Does this work for 2,3,5?

Rich

-----
Quoting "Keith F. Lynch" <kfl@KeithLynch.net>:
> Dan Asimov <dasimov@earthlink.net> wrote:
>> I made a table of the Loeschian numbers Lo(K,L) for K >= L.
>> and then tried to *connect each one with the next largest one*
>> with a line segment on paper.
>> But it was hard to see any pattern in how they connect (below).
>> So the question boils down to:
>> Is there a concise formula for the "next largest number" in a set
>> like Lo = {Lo(K,L) | K, L in Z} ???  I.e., f(0) = 1, f(1) = 3, f(3)
>> = 4, ....
> I wouldn't think so.  There are lots of examples of two-dimensional
> integer sequences, aka tables, where there's a simple pattern to
> every row and to every column, but no pattern to all the numbers
> sorted in order.
> Examples include:
> * The multiplication table (excluding the 1s row and column).
>   The entries are the composite numbers (A002808), which are of
>   course exactly as patternless as the primes.
> * Power numbers (A001597), i.e. the union of the squares, cubes, etc.
>   Only in 2002 was it even proven that 8 and 9 are the only adjacent
>   members of the set.
> * Numbers in Pascal's triangle (other than the first two rows and
>   columns), aka the binomial coefficients (A006987).

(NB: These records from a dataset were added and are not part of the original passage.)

Issue #10237, opened 2025-08-11
[Bug]: AWS credentials in config.toml doesn't seem to work


wyc1997:
### Is there an existing issue for the same bug? (If one exists, thumbs up or comment on the issue instead).

- [x] I have checked the existing issues.

### Describe the bug and reproduction steps

In config.toml, there are settings for aws credential for bedrock model usage: 
```
[llm.bedrockclaude]
# AWS access key ID
# aws_access_key_id = ""
# AWS region name
# aws_region_name = ""
# AWS secret access key
# aws_secret_access_key = ""
model = "bedrock/us.anthropic.claude-3-7-sonnet-20250219-v1:0"
custom_llm_provider = "bedrock"
```

Then I used the SWEBench script in an attempt to invoke the claude model on bedrock to be the LLM. Specifically, I did: 

```
DEBUG=1 EXP_NAME=bedrock_test ./evaluation/benchmarks/swe_bench/scripts/run_infer.sh llm.bedrockclaude HEAD CodeActAgent 1 100 1 princeton-nlp/SWE-bench_Verified test
```

The `aws_access_key_id`, `aws_region_name`, `aws_secret_access_key` doesn't seem to have an effect on the LiteLLM backend. Even though I specified 'us-east-1' as the `aws_region_name`, LiteLLM seems to still invoke bedrock in the us-west-2 region, which leads to an error. 

I was able to get aws bedrock models to work by passing  `AWS_ACCESS_KEY_ID`, `AWS_REGION_NAME`, `AWS_SECRET_ACCESS_KEY`, `AWS_SESSION_TOKEN` as environment variables. LiteLLM was able to detect these variables directly and was able to invoke bedrock models with these credentials. The aws credential settings in config.toml doesn't seem to do anything in terms of allowing aws bedrock model to run. 

Is this intended? It should be explained clearly if this is the intended behavior. It is unintuitive to have these settings in the config file but have no effect at all in the application. 

### OpenHands Installation

Docker command in README

### Operating System

None

npneeraj:
@xingyaoww kindly review the PR.

xingyaoww:
@npneeraj thank you!

@wyc1997 the issue should be fixed in https://github.com/All-Hands-AI/OpenHands/pull/10351 by @npneeraj 

Feel free to reopen if it still doesn't work

PR #10351, opened 2025-08-15
Added changes to resolve bug 10237

npneeraj:
This PR simply ensures aws credentials are set as environment variables when loading LLM configs.

---
**Link of any specific issues this addresses:** #10237


xingyaoww (commented):
~I don't think it will fix the issue in #10237 though -- our config management system already automatically load env var for LLMs.~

> * Nontrivial polygonal or figurate numbers, i.e. the union of the
>   triangular numbers (other than 1 and 3), the squares (other than 1
>   and 4), the pentagonal numbers (other than 1 and 5), etc. (A090466).
> * Numbers that are a power of 2 plus a power of 3 (A004050).
>   Similarly with any other two primes.
> * Numbers that are a power of 2 times a power of 3 (A003586).
>   Similarly with any other two primes.
> Can anyone think of a nontrivial example of such a table sequence that
> *does* have a simple formula for finding the next one?  I can't.  (By
> "trivial," I think I just mean tables that contain all numbers or that
> contain only a small number of distinct numbers.)